* WORK ITEM *
Filter the entries for lines with the word "defined".

* DATASET *
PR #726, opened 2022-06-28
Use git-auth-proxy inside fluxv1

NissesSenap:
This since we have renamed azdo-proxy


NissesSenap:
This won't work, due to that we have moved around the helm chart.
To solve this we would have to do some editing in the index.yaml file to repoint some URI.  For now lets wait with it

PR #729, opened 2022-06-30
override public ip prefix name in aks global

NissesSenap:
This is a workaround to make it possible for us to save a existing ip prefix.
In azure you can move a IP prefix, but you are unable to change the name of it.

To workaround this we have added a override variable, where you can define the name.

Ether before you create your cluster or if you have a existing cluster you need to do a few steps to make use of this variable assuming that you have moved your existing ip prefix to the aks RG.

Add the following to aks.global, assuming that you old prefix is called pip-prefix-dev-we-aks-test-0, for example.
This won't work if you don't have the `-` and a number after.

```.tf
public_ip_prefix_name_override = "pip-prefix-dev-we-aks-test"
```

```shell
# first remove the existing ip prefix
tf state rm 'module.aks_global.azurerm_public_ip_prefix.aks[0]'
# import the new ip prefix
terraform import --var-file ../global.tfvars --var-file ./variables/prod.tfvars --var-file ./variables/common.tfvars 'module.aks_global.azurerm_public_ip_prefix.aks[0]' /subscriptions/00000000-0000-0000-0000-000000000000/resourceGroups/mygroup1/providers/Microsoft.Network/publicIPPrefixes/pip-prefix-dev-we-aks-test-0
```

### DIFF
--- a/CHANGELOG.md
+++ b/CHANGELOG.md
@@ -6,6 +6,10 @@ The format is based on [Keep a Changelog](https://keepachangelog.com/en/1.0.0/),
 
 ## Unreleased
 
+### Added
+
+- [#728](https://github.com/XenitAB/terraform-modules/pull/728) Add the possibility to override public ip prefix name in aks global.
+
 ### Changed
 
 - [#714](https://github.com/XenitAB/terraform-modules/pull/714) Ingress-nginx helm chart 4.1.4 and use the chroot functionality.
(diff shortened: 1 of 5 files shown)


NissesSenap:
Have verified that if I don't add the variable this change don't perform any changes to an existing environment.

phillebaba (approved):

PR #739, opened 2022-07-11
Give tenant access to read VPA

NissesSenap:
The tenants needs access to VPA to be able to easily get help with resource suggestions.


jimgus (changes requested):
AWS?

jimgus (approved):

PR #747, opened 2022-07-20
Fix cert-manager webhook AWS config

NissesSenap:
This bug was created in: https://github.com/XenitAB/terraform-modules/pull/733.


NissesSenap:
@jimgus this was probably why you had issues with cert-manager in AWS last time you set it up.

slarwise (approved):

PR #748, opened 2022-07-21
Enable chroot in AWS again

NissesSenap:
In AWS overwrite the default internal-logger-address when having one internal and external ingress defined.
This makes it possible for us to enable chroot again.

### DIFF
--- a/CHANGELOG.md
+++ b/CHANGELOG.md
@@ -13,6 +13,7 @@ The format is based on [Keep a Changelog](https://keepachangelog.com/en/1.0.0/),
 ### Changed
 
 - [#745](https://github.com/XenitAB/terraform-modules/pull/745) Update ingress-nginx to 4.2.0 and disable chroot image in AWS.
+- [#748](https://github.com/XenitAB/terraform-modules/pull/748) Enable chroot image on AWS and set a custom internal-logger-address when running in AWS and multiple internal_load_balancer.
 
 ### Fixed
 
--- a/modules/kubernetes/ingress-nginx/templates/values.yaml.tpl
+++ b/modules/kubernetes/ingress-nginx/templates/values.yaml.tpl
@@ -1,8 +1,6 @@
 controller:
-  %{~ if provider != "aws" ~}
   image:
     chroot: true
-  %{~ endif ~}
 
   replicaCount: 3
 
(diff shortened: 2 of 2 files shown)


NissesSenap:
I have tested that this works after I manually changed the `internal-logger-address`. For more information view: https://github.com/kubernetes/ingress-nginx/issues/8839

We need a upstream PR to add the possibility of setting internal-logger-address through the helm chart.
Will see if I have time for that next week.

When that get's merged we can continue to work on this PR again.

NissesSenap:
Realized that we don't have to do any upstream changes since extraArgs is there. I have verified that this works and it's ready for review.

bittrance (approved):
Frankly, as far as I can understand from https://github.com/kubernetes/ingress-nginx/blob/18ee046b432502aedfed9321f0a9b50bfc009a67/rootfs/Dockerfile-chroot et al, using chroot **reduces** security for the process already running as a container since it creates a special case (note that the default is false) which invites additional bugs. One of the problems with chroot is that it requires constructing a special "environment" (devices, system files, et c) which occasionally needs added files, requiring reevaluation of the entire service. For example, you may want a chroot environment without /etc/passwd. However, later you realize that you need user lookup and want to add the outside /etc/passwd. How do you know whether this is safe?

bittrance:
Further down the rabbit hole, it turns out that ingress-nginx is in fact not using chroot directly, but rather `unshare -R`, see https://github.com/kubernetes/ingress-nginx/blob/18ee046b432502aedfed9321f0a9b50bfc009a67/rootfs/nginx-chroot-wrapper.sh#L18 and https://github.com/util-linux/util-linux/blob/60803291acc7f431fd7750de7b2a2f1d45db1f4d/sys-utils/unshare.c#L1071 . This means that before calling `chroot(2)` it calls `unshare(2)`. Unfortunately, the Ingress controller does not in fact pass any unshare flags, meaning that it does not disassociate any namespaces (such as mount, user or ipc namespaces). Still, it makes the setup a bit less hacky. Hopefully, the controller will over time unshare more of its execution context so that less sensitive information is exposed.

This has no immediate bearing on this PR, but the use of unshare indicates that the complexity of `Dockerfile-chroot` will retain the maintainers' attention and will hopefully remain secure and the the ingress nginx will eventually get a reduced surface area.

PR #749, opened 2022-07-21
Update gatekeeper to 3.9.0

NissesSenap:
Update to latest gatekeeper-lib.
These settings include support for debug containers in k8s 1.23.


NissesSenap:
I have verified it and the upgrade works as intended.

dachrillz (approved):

...

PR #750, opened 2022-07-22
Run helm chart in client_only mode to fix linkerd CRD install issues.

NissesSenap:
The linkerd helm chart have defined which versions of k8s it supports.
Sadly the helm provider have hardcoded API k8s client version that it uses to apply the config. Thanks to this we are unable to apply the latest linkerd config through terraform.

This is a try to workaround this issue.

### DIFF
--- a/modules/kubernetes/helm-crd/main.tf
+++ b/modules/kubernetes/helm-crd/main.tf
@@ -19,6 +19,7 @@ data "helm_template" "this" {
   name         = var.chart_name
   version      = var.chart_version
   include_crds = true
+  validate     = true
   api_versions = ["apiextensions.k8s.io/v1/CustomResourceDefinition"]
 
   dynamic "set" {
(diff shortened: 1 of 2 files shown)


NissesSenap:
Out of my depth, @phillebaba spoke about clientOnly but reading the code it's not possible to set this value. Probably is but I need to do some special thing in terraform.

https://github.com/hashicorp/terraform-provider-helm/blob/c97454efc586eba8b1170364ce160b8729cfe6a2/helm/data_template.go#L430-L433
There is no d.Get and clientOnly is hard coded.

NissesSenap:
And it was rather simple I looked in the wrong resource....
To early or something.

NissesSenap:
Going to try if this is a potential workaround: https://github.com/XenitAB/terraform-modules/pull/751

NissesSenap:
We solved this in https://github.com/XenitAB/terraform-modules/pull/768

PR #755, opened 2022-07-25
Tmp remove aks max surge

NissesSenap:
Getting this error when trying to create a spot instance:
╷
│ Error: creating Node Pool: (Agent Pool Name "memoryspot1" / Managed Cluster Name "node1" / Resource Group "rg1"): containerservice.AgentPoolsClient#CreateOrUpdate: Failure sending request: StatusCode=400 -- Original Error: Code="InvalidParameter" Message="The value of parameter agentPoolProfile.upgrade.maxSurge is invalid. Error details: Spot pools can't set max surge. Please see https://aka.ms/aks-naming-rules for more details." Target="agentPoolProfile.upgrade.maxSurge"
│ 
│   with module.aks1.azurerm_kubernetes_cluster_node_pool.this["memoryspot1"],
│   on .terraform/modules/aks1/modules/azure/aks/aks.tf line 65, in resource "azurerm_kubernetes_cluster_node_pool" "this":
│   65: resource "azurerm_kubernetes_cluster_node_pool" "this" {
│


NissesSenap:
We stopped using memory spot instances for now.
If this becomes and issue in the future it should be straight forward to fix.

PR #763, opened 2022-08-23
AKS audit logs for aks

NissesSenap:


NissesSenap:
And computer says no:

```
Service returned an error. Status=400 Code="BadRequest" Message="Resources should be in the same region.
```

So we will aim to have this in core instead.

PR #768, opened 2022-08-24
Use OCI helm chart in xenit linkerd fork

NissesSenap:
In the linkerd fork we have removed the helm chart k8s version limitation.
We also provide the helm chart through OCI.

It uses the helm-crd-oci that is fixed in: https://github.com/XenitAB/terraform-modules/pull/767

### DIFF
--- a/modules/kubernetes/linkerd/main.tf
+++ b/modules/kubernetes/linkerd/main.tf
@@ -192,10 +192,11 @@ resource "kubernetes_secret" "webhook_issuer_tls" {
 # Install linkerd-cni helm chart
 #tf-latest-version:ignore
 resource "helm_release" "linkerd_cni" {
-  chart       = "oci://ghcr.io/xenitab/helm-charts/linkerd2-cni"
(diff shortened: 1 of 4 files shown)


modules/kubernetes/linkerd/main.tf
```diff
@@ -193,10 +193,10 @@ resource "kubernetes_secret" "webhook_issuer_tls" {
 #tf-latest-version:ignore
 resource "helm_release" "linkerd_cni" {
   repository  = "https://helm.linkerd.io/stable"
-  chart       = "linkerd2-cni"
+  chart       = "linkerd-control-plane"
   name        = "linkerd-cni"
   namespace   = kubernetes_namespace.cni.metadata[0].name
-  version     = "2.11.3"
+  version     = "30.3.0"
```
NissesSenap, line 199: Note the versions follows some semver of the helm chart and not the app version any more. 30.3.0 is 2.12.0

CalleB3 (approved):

--

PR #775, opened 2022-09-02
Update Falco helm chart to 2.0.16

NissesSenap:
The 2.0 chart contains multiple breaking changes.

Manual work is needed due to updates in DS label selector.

* SOLVED EXERCISE *
In AWS overwrite the default internal-logger-address when having one internal and external ingress defined.
The linkerd helm chart have defined which versions of k8s it supports.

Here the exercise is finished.